Gaining expertise across this diverse technology stack takes consistent effort. Data engineering teams also favor engineers who can handle complex distributed systems. Mastering the field requires patience and persistence for continuous learning.
Tough competition
The high demand for data engineers has led to a very competitive job market. Data engineering roles at top companies often attract hundreds of applicants. Standing out requires strong technical knowledge and hands-on skills. Some strategies that can improve your chances include:
- Contributing to open source data engineering projects.
- Completing internships and co-ops while in college.
- Building a portfolio of data pipelines and projects.
- Getting certified in technologies like AWS, GCP, Spark, Kafka etc.
- Having pet projects that demonstrate your skills.
With the popularity of data, engineering roles receive intense interest. You need to build up skills and experience to thrive in this competitive landscape.
Constant change
Data engineering requires constant learning because of swift innovation in the field. To stay relevant, data engineers have to keep updating their skills as new tools and techniques emerge. For example, the rise of cloud has required engineers to adapt. Here are some of the evolving technologies to keep pace with:
- Cloud platforms like AWS, GCP and Azure.
- New data processing options like Spark, Flink, Kafka etc.
- Changing data formats like Parquet, ORC, Avro, JSON etc.
- Containerization with Docker and Kubernetes.

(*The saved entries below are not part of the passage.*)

PR #162, opened 2016-02-18
[FIX] account_financial_report_webkit: Don't overpass top level account

pedrobaeza:
With current code, the top level accounts (the 0 one) is ignored in
the population of debit, credit and balance data, provoking that the
report shows a line with all 0's, which leads to confusion to users.

I see no reason for zeroing this data, as it can be significant for
certain account charts, and can be easily ignored for those who not.

### DIFF
--- a/account_financial_report_webkit/report/common_balance_reports.py
+++ b/account_financial_report_webkit/report/common_balance_reports.py
@@ -288,8 +288,6 @@ class CommonBalanceReportHeaderWebkit(CommonReportHeaderWebkit):
         balance_accounts = dict.fromkeys(account_ids, False)
 
         for account in objects:
-            if not account.parent_id:  # hide top level account
-                continue
             if account.type == 'consolidation':
                 to_display_accounts.update(
                     dict([(a.id, False) for a in account.child_consol_ids]))


fclementic2c:
I do not get want you mean by 'provoking that the
report shows a line with all 0's'. 
Do you have a printscreen ?

pedrobaeza:
This is what I mean:

sin nombre

sbidoul:
:+1:

rafaelbn:
:+1:

fclementic2c:
This behaviour is logic in my view. Why would you want to see this line ?

pedrobaeza:
As said, in some chart accounts this data is relevant. For example, in Spain.

fclementic2c:
The top level account (spanish or not) groups P&L account and Balance sheet account so obviously it is zero unless your report is wrong.
I think it is ugly to display it but I will not fight on such a detail.

pedrobaeza:
It depends on the account filter you have applied. Please don't block something that doesn't hurt.

sbidoul:
I think I remember a customer who once asked why debit and credit were 0 on that line. That's why I  voted :+1:

fclementic2c:
...so we agree Stephane !
I like the way the C2C Trial Balance is displayed right now. This line simply does not appear.
image

Sorry but I do not agree to merge this

sbidoul:
@fclementic2c  Indeed it may be better to remove the root line completely.

pedrobaeza:
@fclementic2c, that line is useful as summary when you filter out some accounts and you want to see global balances. Don't restrict to your use cases. These reports are too global to decide yourself if this is good or not.

pedrobaeza:
I prefer to have it the line, but with the balance properly calculated. If it's a full balance sheet, the result will be 0. If not, you will have the real balance.

fclementic2c:
But Pedro, you acan only select view accounts, right ? So if you select the view account 'assets' you already have this total.
It is only if you select several view accounts that it may have some interest. But selecting several accounts on a trial balance takes more time that printing the full report straight.

I am wondering if we should not simply limit the selection of 1 account max (instead of a M2M field in the 2nd tab like now).

Pedro. Merge it we already spent to much time on this (+ in v9 it is another story on top of that)

pedrobaeza:
Thanks for merging and understanding me!

As we say, v9 have to be our focus for discusing how to implement the reports.

PR #163, opened 2016-02-22
8.0 fix overlapping text

jbaudoux:
[FIX] account_financial_report_webkit: in landscape layout, row are split accross pages with half the line displayed on page1 and second half displayed on page2 and overlapping on the row header.
This make data unreadable.
Adding page-break-inside: avoid; on tr solves the issue.
It happens with wkhtmltopdf 0.12.3 (with patched qt)
See https://github.com/wkhtmltopdf/wkhtmltopdf/issues/1524

### DIFF
--- a/account_financial_report_webkit/data/financial_webkit_header.xml
+++ b/account_financial_report_webkit/data/financial_webkit_header.xml
@@ -73,6 +73,7 @@ body, table, td, span, div {
 }
 .act_as_row  {
     display: table-row;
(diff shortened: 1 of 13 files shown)


pedrobaeza:
For 9.0 branch? I think you have pointed to the wrong branch

jbaudoux:
You're right. Closing this one and creating
https://github.com/OCA/account-financial-reporting/pull/164

PR #165, opened 2016-03-04
[IMP] account_financial_report_webkit: Allow to select account level on trial balance

pedrobaeza:
This PR allows to select an account level to filter accounts by this criteria, which is very common here in Spain. The default behaviour is to leave it blank, so there's no different behaviour in this case. If you select one level, all the remaining accounts selected from the rest of the criteria will be filtered out if their account level is higher than the selected one.


jjscarafia:
Same need in Argentina, :+1:  functional review!

elicoidal:
LGTM :+1:

sbidoul:
LGTM :+1:

PR #167, opened 2016-03-06
mis_builder: better layout of mis report settings form on small screens

sbidoul:
image

### DIFF
--- a/mis_builder/views/mis_builder.xml
+++ b/mis_builder/views/mis_builder.xml
@@ -29,7 +29,9 @@
                     <group col="2">
                         <field name="name"/>
                         <field name="description"/>
-                        <field name="query_ids">
+                    </group>
+                    <group string="Queries">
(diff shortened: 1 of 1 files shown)


adrienpeiffer:
:+1: (Functionnal test & Code review)

laetitia-gangloff:
:+1:

sbidoul:
I also improved the layout of the template form so it's not overflowing the sheet anymore.

image

adrienpeiffer:
@sbidoul it seems that the form template still overlaps the sheet. But I don't know if this problem can be solved. So :+1:

sbidoul:
@adrienpeiffer there is not much more we can do indeed. `web_sheet_full_width` helps. And when we'll add more features (styles, sub-kpis) we'll create popups to edit KPI's instead of having an editable list.

But that's for the future. In the meantime, the screen is nicer with this PR anyway.

lepistone:
👍 thanks!

PR #169, opened 2016-03-07
[IMP] mis_builder: display blank cells instead of 0.0 when there is no data

ThomasBinsfeld:
In KPI values computed on accounts where there are no moves during the period, show a blank instead of 0.0. This is nicer for the eye, and sometimes mandatory in some kind of reports.

This is implemented with an AccountingNone singleton which is a null value that "dissolves" in basic arithmetic operations with non-None values.


sbidoul:
:+1: (code review and functional test)

@ThomasBinsfeld can you please fill and send your individual CLA as explained here https://odoo-community.org/page/cla

sbidoul:
@jbeficent @alexis-via you may want to look into this one

ThomasBinsfeld:
@sbidoul ICLA is signed and sent :email:

alexis-via:
yes, better to put 0.0 instead of bank field for those kind of reports which are mainly financial :+1:

sbidoul:
@alexis-via I'm not sure about your last sentence. To be clear:
- before this PR, KPI with no move lines in the period are displayed 0.0
- with this PR: KPI with no move lines in the period are displayed as an empty cell

This is important because:
- it distinguishes clearly KPI with no activity from KPI which have a 0.0 ending balances (for instance)
- in some cases (eg Luxemburg offical reporting) this distinction is mandatory

adrienpeiffer:
:+1: (Functionnal test & Code review)

laetitia-gangloff:
Is it normal than comparison doesn't work with AccountNone value ? (compare with)

Before :
image

After :
image

sbidoul:
@laetitia-gangloff good catch

sbidoul:
@laetitia-gangloff it should be ok, now.

laetitia-gangloff:
It seems not ok in all cases (percentage) :

image

I don't know if it is ok to get +0 if there is no move (difference)?

image

sbidoul:
@laetitia-gangloff p1 vs p3 is blank, that is normal because (-4960 - 0)/abs(0) does not make sense. p3 vs p1 is (0-(-4960))/abs(4960) = 100%. So that part is ok.

For the second part, we can hide the +0 indeed. I'll look into it.

sbidoul:
@laetitia-gangloff 0 comparisons now show blank too.

laetitia-gangloff:
:+1:

sbidoul:
Ok, ready to merge.

adrienpeiffer:
:+1: Again ! Thanks !

pedrobaeza:
What is the added value of using AccountingNone object instead of embedding the logic? I see that at the end, you have to add the clause `if x is AccoutingNone` in some `if` clauses.

sbidoul:
> What is the added value of using AccountingNone object instead of embedding the logic?

@pedrobaeza because the logic would be complex and would need to be repeated in user-entered kpi expressions.

The tests for AccountingNone are at the "boundaries" only (when rendering or returning the value to clients).

pedrobaeza:
OK then

:+1:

- Data modeling approaches like data vaults, data lakes etc.
The rapid rate of change makes continuous learning essential. Data engineers have to constantly look out for emerging best practices and update their skills. Keeping up with the latest technologies is key for career growth.

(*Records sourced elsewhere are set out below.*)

PR #179, opened 2016-04-09
[IMP] mis_builder: refactor the compute method

sbidoul:
The main computation entry point is now on mis.report instead of
mis.report.instance.period so it can easily be reused by other
modules which need to evaluate mis.report's without creating
full-fledged persistent mis.report.instance (such as a wizard
that allows the user to select the period for a one-off run).

Beside shuffling code around, there is no change in the logic.

@thomasbinsfeld can you see if https://github.com/acsone/l10n-luxemburg/pull/4 can be simplified with this as we expect?

cc/ @adrienpeiffer

### DIFF
--- a/mis_builder/models/mis_builder.py
+++ b/mis_builder/models/mis_builder.py
@@ -412,6 +412,7 @@ class MisReport(models.Model):
         localdict.update(self._fetch_queries(
             date_from, date_to, get_additional_query_filter))
 
+        additional_move_line_filter = None
         if get_additional_move_line_filter:
             additional_move_line_filter = get_additional_move_line_filter()
         aep.do_queries(date_from, date_to,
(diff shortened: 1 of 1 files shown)


adrienpeiffer:
Great ! :+1: (Code review and functional test)

mis_builder/models/mis_builder.py
```diff
@@ -284,6 +284,206 @@ class MisReport(models.Model):
...
+            'len': len,
+            'avg': _avg,
+            'AccountingNone': AccountingNone,
+        }
+
+        localdict.update(self._fetch_queries(
+            date_from, date_to, get_additional_query_filter))
+
+        if get_additional_move_line_filter:
+            additional_move_line_filter = get_additional_move_line_filter()
```
ThomasBinsfeld, line 417: If `get_additional_move_line_filter` is None, `additional_move_line_filter` will be _referenced before assignement_

sbidoul, line 417: Well spotted. Fixed.

sebastienbeau:
tested, ok with the concept

PR #182, opened 2016-04-26
new module to manage financial reports in OCA

lepistone:


lepistone:
We are wondering if it's better to start with an empty one like this or if we want to rename `account_financial_report_webkit`.

Ideas?

pedrobaeza:
I think it's better to start from scratch, and maybe copy/paste some code (crediting authors) if needed. The architecture of account_financial_report_webkit is very complicated for the task per se.

lepistone:
I agree with you pedro: starting with a rename is a can of worms, and we don't get something working quickly. Thanks!

astirpe:
I agree, could we have it merged soon, even if it's just a skeleton? This way we all can start to check it out.

pedrobaeza:
@astirpe, you don't need to merge it. You can clone just right now:

```
git clone https://github.com/damdam-s/account-financial-reporting -b 9.0-sorrento-ledger
```

lepistone:
@pedrobaeza we decided to have a special common branch for the sprint, the target of this PR, and all use this! Not a real merge to 9.0 of course.
This will help us all work together at the same time.

pedrobaeza:
Yeah, of course, you can create a branch and make all code sprint participants member of it, so everyone can push to it. Good choice!

lepistone:
Great! I'm merging this so others pick it up. cc @OpenCode @andrea4ever @CiroBoxHub

PR #185, opened 2016-04-26
more fields

lepistone:


lepistone:
I think we want to merge that quick. Then we'll switch to a shared branch as suggested by @sbidoul.

lepistone:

Stressful on-call schedules
Data engineering teams need to ensure that data pipelines run smoothly at all times. This results in on-call rotations where engineers get paged if production issues emerge. Some common examples include:
- ETL pipelines failing due to data quality issues.

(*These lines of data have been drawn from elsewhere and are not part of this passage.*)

PR #195, opened 2016-05-25
mis_builder: fix typo, causes crash if report_xslx is missing

lepistone:
ping @sbidoul @lmignon @adrienpeiffer 

Thanks!

### DIFF
--- a/mis_builder/report/mis_report_instance_xlsx.py
+++ b/mis_builder/report/mis_report_instance_xlsx.py
@@ -17,7 +17,7 @@ try:
 except ImportError:
     _logger.debug("report_xlsx not installed, Excel export non functional")
 
-    class ReportXlsx:
+    class ReportXlsx(object):
         pass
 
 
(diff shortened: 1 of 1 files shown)


lepistone:
WIP: still crashes for another reason.

lepistone:
It now probably works, but it is a bit hacky.

I am letting @sbidoul and the others authors of the module choose what you prefer. Thanks!

EDIT: removed a section "other options" that didn't make sense.

sbidoul:
We depend on report_xlsx already, it's just that the module is imported because of the `static` directory.

I'm fine with your approach. 

:+1:

lepistone:
Ah yes @sbidoul, I was making a mess because I didn't have `reporting-engine` available, but still we need to handle `static`. So I agree with you, and my patch is OK like this. Thanks!

sbidoul:
Ok. I think I can fast track this.

PR #198, opened 2016-05-27
[FIX] iter_cell_tuples

ThomasBinsfeld:
In KpiMatrixCol, in iter_cell_tuples : fix the return sentence.


ThomasBinsfeld:
@sbidoul @adrienpeiffer

adrienpeiffer:
:+1: of course

sbidoul:
Yes, this method is not used by mis_builder itself but it's needed for dependent module which reuse the computation algorithm.

:+1:

sbidoul:
Fast tracking as it is not used by mis_builder and it's an obvious typo.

- Data warehouse failures due to capacity limits.
- Peak data flows overwhelming Kafka queues.
- Database deadlocks affecting transaction integrity.
Handling such incidents at odd hours can disrupt work-life balance. While on-call schedules are improving, the mission-critical nature of data infrastructure makes complete avoidance difficult.
Should you become a data engineer?
Based on the pros and cons, should you consider becoming a data engineer? Here are some key factors to weigh:
- If you enjoy complex technical problem solving, data engineering provides engaging work.
- The high pay, demand and job satisfaction make it rewarding for the right individuals.
- It’s a solid option if you prefer depth of expertise over breadth.
- But you need patience and strong foundations in computer science, coding and math.
- Expect a steep initial learning curve and the need for continual education.
- The work can be stressful due to critical data pipelines and on-call schedules.
Overall, data engineering is an appealing career with good rewards. But the barriers to entry are high. It requires diligent effort to gain proficiency and keep skills current. If you enjoy coding and data infrastructure, the investments needed to become a data engineer will pay rich dividends.
Conclusion
Data engineering offers attractive benefits like high pay, strong demand and engaging work. But it requires patience to amass the diverse skills needed. Continuous learning is also a must given the speed of change. For individuals with solid software and data foundations, as well as an interest in infrastructure, data engineering can be a fulfilling career choice. Weigh the pros and cons outlined here to decide if becoming a data engineer is worth the investments required.